What do you think of the potential solution I pushed up here.

It's ok but I think we should use the nuget package directly in our example project. Thus it will be more clear for new users. The only thing we need to do is to publish a new nuget package every time we update the binaries. Since git-lfs is limited on github, then downloading from the release is a good option.

In this way there will be another problem. If you want to run the github workflows, you need to let the unit test project downloads the new binaries. The binaries are put in release. However, we shouldn't publish a release without passing all the workflows. The only way I can come up with is to delete the release if the workflow fails.

martindevans commented 2 days ago

The binaries are put in release. However, we shouldn't publish a release without passing all the workflows. The only way I can come up with is to delete the release if the workflow fails.

I think if we published the releases ourselves we'd basically end up with two types of "release".

  1. There would be the releases we currently have - actual releases with a change in version number, extensive release notes etc etc.
  2. Then there would also be these new "binary only" releases which are not really releases, they're just a way to store files for dev.

It's pretty messy :(

Splitting out the releases to another repo (which exists just for binary releases) might be a way to work around that, but it's a bit of a pain to have multiple repos.

I'm going to go and open an issue on the llama.cpp repo asking about shared objects in their releases. That way we would be able to skip the entire build step, our binaries would be the "official" ones, and we wouldn't have to mess around with any binary-only-releases.

That'll probably be slower than anything we do ourselves here, but it seems like the best overall solution.

martindevans commented 2 days ago

Ok I changed my mind, I was typing up the feature request and it would be a colossal increase in the number of binaries they would need to compile for every release.
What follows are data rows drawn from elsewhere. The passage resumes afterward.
PR #554, opened 2024-03-10
feat(parser): adds option to not split lines

AckslD:
I don't know if this is the best solution but I was having issues with the `nix` linter. The reason seems to be that I get errors such as:
```
error: undefined variable 'pkg'
       at /home/axel/.config/home-manager/home.nix:23:5:
           22|     # # "Hello, world!" when run.
           23|     pkg.hello
             |     ^
           24|     pkgs.neovim
```
where the pattern (`(%w+): (.+)\n%s*at .+:(%d+):(%d+)`) looks for a match which is actually in the above two lines. Since lines from stdout/stderr are passed line by line to the pattern we don't get any match.

This adds an option to `from_pattern` to not split the lines before passing to the pattern. This can of course then only give a single error at a time. But at least for `nix` this seems to be the case anyway?

Happy for some suggestions of how to handle this better.

### DIFF
--- a/lua/lint/linters/nix.lua
+++ b/lua/lint/linters/nix.lua
@@ -1,4 +1,4 @@
-local pattern = '^(%w+): (.+) at .+:(%d+):(%d+)$'
+local pattern = '(%w+): (.+)\n%s*at .+:(%d+):(%d+)'
 local groups = { 'severity', 'message', 'lnum', 'col' }
 local severity_map = { error = vim.diagnostic.severity.ERROR }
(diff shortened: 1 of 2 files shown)


mfussenegger (commented):
Does nix support different output formats? 

Otherwise errorformat would support multi-line handling and there's the option to implement a `function(output, bufnr)` directly, which I think I'd prefer over adding a new option to `from_pattern` that limits matching to a single diagnostic result.

Issue #569, opened 2024-04-13
error message every time i open or save a file which linter is not installed


daniele821:
nvim-lint plugin report the following error message:

```
Error detected while processing BufEnter Autocommands for "*":
Error running markdownlint: ENOENT: no such file or directory
```
every time i open or save a file which has a linter associated, but the linter is not installed.
For example i declare "shellcheck" as the linter for bash, but i do not install shellcheck, and then i try to open a bash file, the error message written above will show up once i open the file, and every time i save the file.

I would like if it was like conform (which takes care of formatting), where if you don't have the thing installed, it just doesn't run.

thanks

ivanesmantovich:
Hi!
`try_lint` has an `ignore_errors` option to ignore command-not-found errors: `require("lint").try_lint(nil, { ignore_errors = true })`
#454

Issue #454, opened 2023-11-10
Eslint error when .eslint.json doesn't exist.


matthewrosse:
Hello, I get an error `Error detected while processing BufWritePost Autocommands for "*":
Error running eslint: ENOENT: no such file or directory`. Is there a way not to trigger linter if it cannot find its configuration file? Because in some quick and dirty projects I don't setup eslint and its annoying when it shows the error on every save.

caiyanhu:
I use lerna to manage projects sometimes, if I have installed eslint for example in root, the inner project will still report the above error. Seems like it won't look up eslint in upper space.

mfussenegger:
`try_lint` has an `ignore_errors` option to ignore command-not-found errors: `require("lint").try_lint(nil, { ignore_errors = true })`

PR #570, opened 2024-04-14
Add ignore_errors option to the README

ivanesmantovich:
People keep asking about the option to ignore ENOENT errors (#454, #569), i was also having the same problem
I think it's a good idea to include it in the README!


mfussenegger:
Thanks but my plan is to eventually generate API docs under a `doc/lint.txt`

PR #586, opened 2024-05-23
fix(eslint): warn user of no config file instead of showing in buffer

### LINKED ISSUE #462: Eslint_d error when .eslint.json doesn't exist.
I have the the same issue as mentioned in https://github.com/mfussenegger/nvim-lint/issues/454#issue-1986742975 except for with **eslint_d** and solution mentioned there wouldn't work, so setting `ignore_errors = true` option for `try_lint` wouldn't work. https://github.com/mfussenegger/nvim-lint/blob/9e096df0858a1834ec2a60abe6cceb4d84dbd34c/lua/lint.lua#L208 seems to return as successful, but in the buffer I see the error:
```
Could not parse linter output due to: Expected value but found invalid token at character 1
output: Error: No Eslint configuration found in <path-to-project-root>.
```
I'm not sure how to go on debugging this issue.

It works as expected with eslint.

IamGideonIdoko:
Closed #462

When there's no ESLint config, the error is shown in the buffer, which is an annoying experience when a user is working on JS-related files that are not associated with a config.

Screenshot 2024-05-23 at 1 56 57 PM

We should warn the user of the error once instead of showing the error in the buffer:

Screenshot 2024-05-23 at 2 10 09 PM

### DIFF
--- a/lua/lint/linters/eslint.lua
+++ b/lua/lint/linters/eslint.lua
@@ -20,11 +20,16 @@ return {
   stream = 'stdout',
   ignore_exitcode = true,
   parser = function(output, bufnr)
-    if vim.trim(output) == "" then
+    local trimmed_output = vim.trim(output)
+    if trimmed_output == "" then
       return {}
     end
     local decode_opts = { luanil = { object = true, array = true } }
     local ok, data = pcall(vim.json.decode, output, decode_opts)
+    if string.find(trimmed_output, "No ESLint configuration found") then
+      vim.notify_once(trimmed_output, vim.log.levels.WARN)
+      return {}
+    end
     if not ok then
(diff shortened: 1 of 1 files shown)


ankitdev10:
Legit fix. Not having eslint config file in the directory had been troubling me for quite a long.

IamGideonIdoko:
@mfussenegger What do you make of this?

Prashant20nov2003:
please fix this issue its super annoying.

AlejandroSanchez90:
I'm still experiencing this, no eslint config, and seems
1. Could not parse linter output due to: Expected value but found invalid token at character 1
   output: Error: Could not find config file.

PR #589, opened 2024-05-24
trivy: bugfix: line reported as col; bugfix: crash on missing line from trivy; plus refinements

bobsrentacow:
**Changes**

* bugfix: no longer reports trivy StartLine, EndLine as nvim-lint col, end_col
* bugfix: check parsed fields before building/inserting diagnostic
* cleanup: fix deprecated CLI arg: '--scanners config' -> '--scanners misconfig'
* comments: clarify intent to ease future maintainence

**Bug Descriptions**

Output from trivy sometimes includes line info, but not column info.  line info is used for both col and lnum in trivy.lua

Output from trivy does not always contain StartLine and EndLine fields.  When they are missing, diagnostics are not created for each Misconfiguration from trivy, but instead a single diagnostic is generated with a lua error about accessing a nil value (StartLine).

To reproduce, open the following Dockerfile with trivy enabled as a linter, then look at the reported diagnostics:
```
FROM ubuntu:24.04
LABEL maintainer="John Doe <john.doe@aol.com>"
```

### DIFF
--- a/lua/lint/linters/trivy.lua
+++ b/lua/lint/linters/trivy.lua
@@ -9,11 +9,10 @@ return {
   cmd = "trivy",
   stdin = false,
   append_fname = true,
-  -- FIXME: '--scanners config' is deprecated in favor of '--scanners misconfig'
   -- NOTE: excluding '-q/--quiet' flag to receive log on stderr before the JSON on stdout.
   --       The log may contain errors and warnings that can be used to notify the user this script
   --       needs maintenance.
-  args = { "--scanners", "config", "--format", "json", "fs" },
+  args = { "--scanners", "misconfig", "--format", "json", "fs" },
   stream = "stdout",
   ignore_exitcode = false,
   parser = function(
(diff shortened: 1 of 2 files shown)


lua/lint/linters/trivy.lua
```diff
@@ -8,24 +9,59 @@ return {
...
-  parser = function(output, bufnr)
+  parser = function(
+    output, -- output from trivy (a JSON string)
+    bufnr -- nvim buffer number. Used to choose the correct Result from the JSON output
+  )
     local diagnostics = {}
+
+    -- TODO: Parse log messages from trivy that appear before the JSON.  Register any ERRORS or
+    --       WARNINGS as diagnostics so someone will know to make future updates to this script.
+    -- NOTE: Don't know how to get access to both stderr and stdout, so unable to address this
```
bobsrentacow, line 26: HELP: What is mechanism to report errors/warnings during linter run?  That handled elsewhere?

PR #590, opened 2024-05-27
Read stylelint output from stderr

sqwxl:
The latest major release of `stylelint`, v16, [changed](https://stylelint.io/migration-guide/to-16/#changed-cli-to-print-problems-to-stderr) the program to output problems to stderr rather than to stdout, as before.

I have tested the proposed changed locally and have found it to work as expected.

### DIFF
--- a/lua/lint/linters/stylelint.lua
+++ b/lua/lint/linters/stylelint.lua
@@ -22,7 +22,7 @@ return {
       return vim.fn.expand("%:p")
     end,
   },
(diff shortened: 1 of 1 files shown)


sqwxl:
Closing this as a duplicate of #590

mfussenegger:
As mentioned in the other PR I think using `stream = 'both'` should work for both versions and I'd merge a PR that makes that change

PR #598, opened 2024-06-07
feat: nilaway linter support

NormanPerrin:
Thanks for the plugin!

This adds support for the [nilaway](https://github.com/uber-go/nilaway) linter. Not much to add

### DIFF
--- a/lua/lint/linters/nilaway.lua
+++ b/lua/lint/linters/nilaway.lua
@@ -1,0 +1,55 @@
+return {
+  cmd = 'nilaway',
+  stdin = false,
+  append_fname = true,
+  args = { '-pretty-print=false', '-json' },
+  stream = 'stdout',
+  ignore_exitcode = true,
+  parser = function(output)
+    local diagnostics = {}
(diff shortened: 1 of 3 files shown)


lua/lint/linters/nilaway.lua
```diff
@@ -0,0 +1,55 @@
...
+      end
+
+      table.insert(diagnostics, {
+        lnum = l - 1,
+        col = c - 1,
+        message = diagnostic.message,
+        severity = vim.diagnostic.severity.WARN
+      })
+
+      ::continue::
```
mfussenegger, line 50:
```suggestion
      if l and c then
        table.insert(diagnostics, {
            lnum = l - 1,
            col = c - 1,
            message = diagnostic.message,
            severity = vim.diagnostic.severity.WARN
        })
      end
```

`goto` is not available in puc lua 5.1, only with luajit and neovim supports both

NormanPerrin:
Closing for now as this only works on a per-file basis

PR #599, opened 2024-06-08
Add VSG linter

fredrikfoss:
Adds the [VHDL Style Guide](https://github.com/jeremiah-c-leary/vhdl-style-guide) (VSG) linter.

The linter doesn't autodetect configuration files, so I added functionality to look for `.vsg.yaml` and `.vsg.json` in the file's directory and in `xdg-config/vsg` or `~/.config/vsg`. I could not find any mention of a standard name for said files in the documentation, but I read some people using these names and so do I. I'm not sure if this is out of scope, but it is quite nice. Please let me know.

### DIFF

I don't think there's any chance they would do it!

martindevans commented 2 days ago

I've created a new release in this repo, just to test what it would look like. It's here: If we decide to go ahead with investigating this approach I'll attach some binaries to it.

If we went with a "binary only" release in this repo, we would do this: 1) Run a GitHub action to generate new binaries 2) Make a release with this binaries, it's not marked as the latest release so the front page still points to 0.13.0 3) Make necessary code changes to support new binaries, change LlamaCppReleaseTag in csproj to point to the release we just created 4) Open PR, test on all platforms. Anyone opening this version will automatically download the binaries. 5) Merge it. Anyone opening the project on master will auto download the new binaries. 6) Make nuget packages, as normal. Publish a new "proper" release with release notes etc.

m0nsky commented 2 days ago

Hmm, what about compressing the deps (at the end of the build action in compile.yml) and extracting when building the project? CUDA12 in the llama.cpp repo is ~95MB. I just did a quick test here and the compressed CUDA12 dep archive (containing llama.dll + ggml.dll) resulted in 91MB.

martindevans commented 2 days ago

The limit is 100MB and according to an issue in the llama.cpp repo discussing the size these binaries are going to grow (support for new GPUs, new kernels etc). Given how close we already are to the limit when zipped that'd be a temporary solution. It is the probably the easiest option though.

m0nsky commented 1 day ago

Yes, indeed. I don't know how much/fast the binaries on the llama.cpp side will grow, but it sounds like a matter of time until we run into the same issue. If the transition to the LLamaSharp-Binaries workflow goes smooth, a temporary solution could probably be skipped entirely.

I think it's cleaner to split the binaries to LLamaSharp-Binaries, to avoid confusion in the LLamaSharp releases section.

So, when doing a binary update:

martindevans commented 6 minutes ago

Created a repo here for development:

I'll put together a prototype downloading binaries from here, and will transfer ownership to SciSharp if we go ahead with this approach.